Material shown:
PR #308, opened 2020-02-25
Lazy unmount efs volume

fenxiong:
### Summary

Lazy unmount efs volume. In case of awsvpc network mode, when we unmount the volume, task network namespace has been deleted and nfs server is no longer reachable, so umount will hang. Hence doing lazy unmount in the plugin.

### Implementation details

Add "-f" flag for umount command.

### Testing

Manually built rpm and tested with efs agent code [here](https://github.com/aws/amazon-ecs-agent/pull/2372). Verified that the volume can be cleaned up when doing lazy unmount, but cannot be cleaned up with unmount directly.

N/A

### Licensing

### DIFF
--- a/ecs-init/volumes/efs_mount_helper.go
+++ b/ecs-init/volumes/efs_mount_helper.go
@@ -92,7 +92,9 @@ func getPath(binary string) (string, error) {
 var runUnmount = runUnmountCommand
 
 func runUnmountCommand(path string, target string) error {
-	umountCmd := exec.Command(path, target)
+	// In case of awsvpc network mode, when we unmount the volume, task network namespace has been deleted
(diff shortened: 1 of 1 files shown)


sharanyad:
how long does unmount hang without force? does agent/docker have a timeout?

sharanyad:
have we tried lazy umount with -l ? 
I'm worried if using force by default will corrupt filesystems.

fenxiong:
> how long does unmount hang without force? does agent/docker have a timeout?

agent doesn't have timeout. i don't think docker has either. it basically hangs forever. i will try lazy unmount

fenxiong:
Tested and lazy unmount works as well. i updated it to do lazy unmount.

PR #309, opened 2020-02-27
Changed changelog timestamp output to UTC

sparrc:
### Summary

Outputting the time format in local time is problematic because it will change based on the operator's current timezone. Even if they are in Seattle this can change depending on the time of the year (PDT/PST).

This PR changes the output timestamps for all of the changelogs to be in UTC.

### Licensing

### DIFF
--- a/packaging/amazon-linux-ami/ecs-init.spec
+++ b/packaging/amazon-linux-ami/ecs-init.spec
@@ -255,7 +255,7 @@ fi
 %endif
 
 %changelog
-* Fri Feb 21 2020 Jessie Young <youngli@amazon.com> - 1.37.0-2
+* Sat Feb 22 2020 Jessie Young <youngli@amazon.com> - 1.37.0-2
 - Cache Agent version 1.37.0
 - Add '/etc/alternatives' to mounts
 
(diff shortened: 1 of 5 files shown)


packaging/amazon-linux-ami/ecs-init.spec
```diff
@@ -399,16 +399,16 @@ fi
...
 
-* Fri Oct 06 2017 Justin Haynes <jushay@amazon.com> - 1.15.0-1
+* Sat Oct 07 2017 Justin Haynes <jushay@amazon.com> - 1.15.0-1
 - Update ECS Agent version
 
-* Fri Sep 29 2017 Justin Haynes <jushay@amazon.com> - 1.14.5-1
+* Sat Sep 30 2017 Justin Haynes <jushay@amazon.com> - 1.14.5-1
 - Update ECS Agent version
 
 * Tue Aug 22 2017 Justin Haynes <jushay@amazon.com> - 1.14.4-1
```
sharanyad: any reason these below ones remain unchanged?

sparrc: These are generated from a source timestamp in https://github.com/aws/amazon-ecs-init/blob/master/scripts/changelog/CHANGELOG_MASTER

Because this spec file doesn't have the timezone, the date would only change if the source timestamp was after 4pm PST, because anything after 4pm PST would roll-over into the next day in UTC.

PR #311, opened 2020-03-12
Remove volume from state when unmount failed with not mounted

fenxiong:
### Summary

Remove volume from state when unmount failed with not mounted.

Currently when the plugin tries to unmount a volume that isn't mounted, it fails and the volume stays in the state forever. An example case that this can happen is to reboot the instance when an EFS task is running. The EFS volume is unmounted after reboot and the volume can't be removed.

Fixing by treating unmount failed with "not mounted" error as success and let the plugin remove the volume from state in that case.

### Implementation details

See above.

### Testing

Unit test added. Manually built rpm and tested that this fixed the issue.

N/A

### Licensing

### DIFF
--- a/ecs-init/volumes/ecs_volume_driver.go
+++ b/ecs-init/volumes/ecs_volume_driver.go
@@ -15,10 +15,14 @@ package volumes
 
 import (
 	"fmt"
+	"strings"
 	"sync"
 
 	"github.com/cihub/seelog"
 )
+
+// TODO: might be a good idea to check the mount point with a tool like mountpoint instead of matching error message.
+const notMountedErrMsg = "not mounted"
 
 // ECSVolumeDriver holds mount helper and methods for different Volume Mounts
 type ECSVolumeDriver struct {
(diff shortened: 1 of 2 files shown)


sharanyad:
is it possible to use errors from here https://github.com/aws/aws-sdk-go/blob/master/service/efs/errors.go if available?

fenxiong:
> is it possible to use errors from here https://github.com/aws/aws-sdk-go/blob/master/service/efs/errors.go if available?

I think umount call doesn't go to either mount helper or the sdk, but is calling the os directly. so don't think we can use anything here?

ecs-init/volumes/ecs_volume_driver.go
```diff
@@ -15,11 +15,14 @@ package volumes
 
 import (
 	"fmt"
+	"strings"
 	"sync"
 
 	"github.com/cihub/seelog"
 )
 
+const notMountedErrMsg = "not mounted"
```
petderek: it might be a good idea to use a tool like mountpoint in the future instead of matching on "not mounted". Maybe add a todo?

fenxiong: yeah, added.

PR #313, opened 2020-03-17
optimization: disable ipv6 router advertisements

sparrc:
### Testing

optimization: disable ipv6 router advertisements

### Licensing


yrral86:
I believe this change is the cause of https://github.com/aws/amazon-ecs-init/issues/323

PR #315, opened 2020-03-18
Update makefile and readme

sparrc:
### Summary

gocyclo and mockgen are needed for running tests and generating mocks, so add them to the makefile

also add a blurb about getting dependencies and generating mocks in the README

### Licensing

### DIFF
--- a/Makefile
+++ b/Makefile
@@ -89,6 +89,8 @@ get-deps:
 	go get golang.org/x/tools/cover
 	go get golang.org/x/tools/cmd/cover
 	go get golang.org/x/tools/cmd/goimports
+	go get github.com/fzipp/gocyclo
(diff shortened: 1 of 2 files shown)


Makefile
```diff
@@ -89,6 +89,8 @@ get-deps:
 	go get golang.org/x/tools/cover
 	go get golang.org/x/tools/cmd/cover
 	go get golang.org/x/tools/cmd/goimports
+	go get github.com/fzipp/gocyclo
```
sharanyad: am pretty sure i added this https://github.com/aws/amazon-ecs-init/blob/38904632b2cb09c768b71321c7e9aaf64622740e/Makefile#L109 🤔

PR #320, opened 2020-03-25
Change CHANGELOG_MASTER to RFC3339 to fix UTC/Local issues

sparrc:
### Summary

RFC1123 seems to always parse the time in local time despite having a timezone in the timestamp, according to the go docs (https://golang.org/pkg/time):

> Note that the RFC822, RFC850, and RFC1123 formats should be applied only to local times. Applying them to UTC times will use "UTC" as the time zone abbreviation, while strictly speaking those RFCs require the use of "GMT" in that case. In general RFC1123Z should be used instead of RFC1123 for servers that insist on that format, and RFC3339 should be preferred for new protocols. RFC3339, RFC822, RFC822Z, RFC1123, and RFC1123Z are useful for formatting; when used with time.Parse they do not accept all the time formats permitted by the RFCs. The RFC3339Nano format removes trailing zeros from the seconds field and thus may not sort correctly once formatted. 

changing CHANGELOG_MASTER to RFC3339 as this is the preferred time format.

### Testing

ran on both laptop set to PDT and "cloud desktop" set to UTC and got the same results.

### Licensing

### DIFF
--- a/scripts/changelog/changelog.go
+++ b/scripts/changelog/changelog.go
@@ -44,12 +44,13 @@ func main() {
 			for i := 3; i < len(changeStrings); i++ {
 				currentChanges = append(currentChanges, changeStrings[i])
 			}
-			thisTime, err := time.Parse(time.RFC1123, changeStrings[2])
+			thisTime, err := time.Parse(time.RFC3339, changeStrings[2])
 			handleErr(err, "error parsing time")
-			thisChange := Change{changeStrings[0],
-				changeStrings[1],
-				thisTime,
-				currentChanges,
+			thisChange := Change{
+				Version:  changeStrings[0],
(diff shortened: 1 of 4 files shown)


scripts/changelog/changelog.go
```diff
@@ -201,14 +202,17 @@ func getTopLevelChangeString(allChange []Change) string {
 // update changelog files
 // removes original file, creates updated file
 func rewriteChangelog(changelogFile string, updateString string) {
-	if _, err := os.Stat(changelogFile); err == nil {
+	_, err := os.Stat(changelogFile)
+	if err != nil {
+		handleErr(err, "unable to state changelog file: "+changelogFile)
```
fierlion: unable to 'stat'

PR #318, opened 2026-09-11
fix(mpp): validate Ruby expires as RFC 3339

michael-moffett:
Addresses the Ruby issues in #284.

## Summary

`PayCore::Rfc3339Parser.parse` diverged from the shared corpus on 18 vectors. Same rules as #313, #315 and #317:

- `time-secfrac` is `"." 1*DIGIT` — no digit cap; past nanoseconds, truncated not rounded.
- `:60` only at a UTC month end (§5.7), offset applied first, clamped to the last instant of `:59`.
- Offsets past ±23:59 rejected before `Time.iso8601`, which reads `+00:60` as `+01:00`.

Unparseable stays fail-closed. `headers.rb:85` raises on a bad receipt timestamp, so the two rejections above now raise there.

## Test Plan

18 corpus vectors under their corpus names, 0/18 on main → 18/18 here. `bundle exec ruby -Itest test/run.rb`: 452 runs, 0 failures. standardrb and bundle-audit clean.

### DIFF
--- a/ruby/lib/pay_core/rfc3339_parser.rb
+++ b/ruby/lib/pay_core/rfc3339_parser.rb
@@ -8,15 +8,15 @@ module PayCore
   #
   # @see https://datatracker.ietf.org/doc/html/rfc3339 RFC 3339 Date and Time on the Internet
   module Rfc3339Parser
-    # Strict RFC 3339 date-time (sec 5.6) without leap-second support
-    # at the parse layer. Year is exactly 4 digits; T literal accepted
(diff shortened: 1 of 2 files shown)


michael-moffett:
Hi @EfeDurmaz16 Ruby in #318, same three rules as #313/#315/#317, 18/18 on the corpus. I'll take on Lua and PHP next.

EfeDurmaz16 (approved):
Approved, thanks!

Activity:
Begin with the line that has "ran on both" in the listing above and end after the line that has "truncated not rounded."; output those lines exactly.

Task solution:
ran on both laptop set to PDT and "cloud desktop" set to UTC and got the same results.

### Licensing

### DIFF
--- a/scripts/changelog/changelog.go
+++ b/scripts/changelog/changelog.go
@@ -44,12 +44,13 @@ func main() {
 			for i := 3; i < len(changeStrings); i++ {
 				currentChanges = append(currentChanges, changeStrings[i])
 			}
-			thisTime, err := time.Parse(time.RFC1123, changeStrings[2])
+			thisTime, err := time.Parse(time.RFC3339, changeStrings[2])
 			handleErr(err, "error parsing time")
-			thisChange := Change{changeStrings[0],
-				changeStrings[1],
-				thisTime,
-				currentChanges,
+			thisChange := Change{
+				Version:  changeStrings[0],
(diff shortened: 1 of 4 files shown)


scripts/changelog/changelog.go
```diff
@@ -201,14 +202,17 @@ func getTopLevelChangeString(allChange []Change) string {
 // update changelog files
 // removes original file, creates updated file
 func rewriteChangelog(changelogFile string, updateString string) {
-	if _, err := os.Stat(changelogFile); err == nil {
+	_, err := os.Stat(changelogFile)
+	if err != nil {
+		handleErr(err, "unable to state changelog file: "+changelogFile)
```
fierlion: unable to 'stat'

PR #318, opened 2026-09-11
fix(mpp): validate Ruby expires as RFC 3339

michael-moffett:
Addresses the Ruby issues in #284.

## Summary

`PayCore::Rfc3339Parser.parse` diverged from the shared corpus on 18 vectors. Same rules as #313, #315 and #317:

- `time-secfrac` is `"." 1*DIGIT` — no digit cap; past nanoseconds, truncated not rounded.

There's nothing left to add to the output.